Irgendwie bekomme ich mein CPU nicht gekühlt und ich finde den Fehler nicht.

Habe ein Maximus VII Hero und den Liquid Freezer 120.  Pc zusammen gebaut und im BIOS Steig die CPU Temperatur sekündlich.

Die Wasserpumpe ist an W_PUMP und die Lüfter an CPU_ FAN angeschlossen. Im BIOS war sogar die "Water PUMP Control"  auf Disabled , das habe ich schnell auf DC Mode umgestellt,- da der LIquid Freezer Wasserpumpenanschluss nur 3 PIN Kabel / Steckert ist. Hat aber auch keine Abhilfe geschaffen. 

Am Mainbord gibt es noch ein CPU_OPT aber wenn es eine  W_PUMP Anschluss hat kann ich den CPU_OPT ja ignorieren 


So viel Zeit kann ich mir im BIOS auch nicht lassen da die Temperatur im nu über 70C geht. 

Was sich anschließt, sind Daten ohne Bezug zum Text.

PR #511, opened 2023-05-04
dqlite.h: Introduce DQLITE_API

cole-miller:
By analogy with RAFT_API. As a complement, add `-fvisibility=hidden` to the CFLAGS for libdqlite.a.

### DIFF
--- a/include/dqlite.h
+++ b/include/dqlite.h
@@ -9,6 +9,9 @@
 #define DQLITE_API __attribute__((visibility("default")))
 #endif
 
+/* XXX */
+#define DQLITE_VISIBLE_TO_TESTS DQLITE_API
+
 /**
  * Version.
  */
--- a/src/client/protocol.h
+++ b/src/client/protocol.h
@@ -3,6 +3,8 @@
 #ifndef DQLITE_CLIENT_PROTOCOL_H_
 #define DQLITE_CLIENT_PROTOCOL_H_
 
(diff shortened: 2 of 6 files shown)


freeekanayaka:
> Ah, the tests need to be able to call things from client/protocol.h, let me fix that.

I didn't look at the failure nor the test code, but the idea would that any test that exercises internal parts of dqlite would go under `test/unit` (which statically links the code and has access to all symbols, i.e. white box approach), and tests that exercise the user API would under `test/integration` (which dynamically links libdqlite.so and runs the exactly as a user would).

freeekanayaka:
> > Ah, the tests need to be able to call things from client/protocol.h, let me fix that.
> 
> I didn't look at the failure nor the test code, but the idea would that any test that exercises internal parts of dqlite would go under `test/unit` (which statically links the code and has access to all symbols, i.e. white box approach), and tests that exercise the user API would under `test/integration` (which dynamically links libdqlite.so and runs the exactly as a user would).

We might need to temporarily put in place some hack to allow things to call `client/protocol.h` symbols, but with the goal of cleaning that up at some point.

freeekanayaka:
Looks good to me, and it's indeed better than before.

Please would you file an issue for cleaning this up properly in the future? And reference this PR in it. Thanks

freeekanayaka (approved):

PR #525, opened 2023-06-21
C client API: remaining basic functions

cole-miller:
Not yet ready for final review.


MathieuBordere (commented):
Already looks very good on a first pass imo

src/server.c
```diff
@@ -1786,3 +1789,513 @@ void dqlite_server_destroy(dqlite_server *server)
 	close(server->dir_fd);
 	free(server);
 }
+
+int dqlite_open(dqlite_server *server, const char *name, dqlite **db, int flags)
```
freeekanayaka, line 1793: I'd suggest to move all these new functions to a new `src/client.c` file, since `src/server.c` should be used for server code. Perhaps the `src/client/protocol.{c,h}` files could be moved to `src/`, without the sub-directory.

Hat jemand eine gute Idee was ich vergessen hab? 
PS?Ein User im Forum hatte ein ähnliches Problem mit den W_PUMP Anschluss , welcher am Mainbord für 4 PIN Stecker vorgesehen wird. Allerdings hatte er den drei PIN Stecker verdreht. Das hab ich auch schon geprüft 

Vielen Dank schon mal und ein schönes Wochenende


----------



## Hansi92 (16. April 2016)

Probiere mal an dem opt. Anschluss. Die Pumpe sollte mit 12v laufen

Gesendet von meinem Redmi Note 2 mit Tapatalk


----------



## ChrisLEE28 (16. April 2016)

Danke für den Tipp mit den 12v , Im Handbuch steht der CPU_FAN connector hat 12 V. Bringt aber leider auch nix.
Bin echt überfragt mit den neuen W_Pump Anschlüssen.


----------



## Chimera (16. April 2016)

Falls du keine externe Lüftersteuerung zum gegentesten hast, dann halt mal direkt am Netzteil anschliessen (mit Adapter) und gucken, ob die Pumpe nicht schon tot aus der Box gekommen ist.


----------



## mr2insane (16. April 2016)

Hi hast du evt. den gleichen fehler gemacht wie ich hier ?`siehe letzten Beitrag   http://extreme.pcgameshardware.de/g...ngen/433016-arctic-freezer-240-problem-2.html


----------



## ChrisLEE28 (16. April 2016)

Hi mr2insane .., dein Beitrag hatte ich auch schon gelesen .
Ich denke nicht, bei mir sind am Stecker und Connector Nasen dran. Der muss bei mir ganz rechts sitzen.
Die Lüfter bewegen sich, aber Pumpe  kühlt halt nicht, im BIOS gibt es beim Maximus Hero ne Menge einzustellen, allerdings hab ich wegen des  Temperatur Anstiegs kaum Zeit zu suchen.  Leuchtet dein Arctic Schriftzug ? Auf der Artic Anleitung steht das ich alle Stecker ineinander verbinden soll,  Inclusive Pumpensteurung,  wobei das schon von den pins nicht hinhaut. (Siehe oben Bild)


hi Chimera, evtl hast du ja recht ....und das Ding is hin .....


----------



## ChrisLEE28 (18. April 2016)

Servus zusammen,
Das Teil kam wirklich Tod aus der Box. Neues Teil eingebaut und sofort läuft es. Ärgerlich !

Vielen Dank für eure Antworten 

Grüße Chris


----------



## mr2insane (18. April 2016)

Das ist natürlich richtig ärgerlich. Ich hoffe du hast jetzt genauso viel Spaß damit wie ich


----------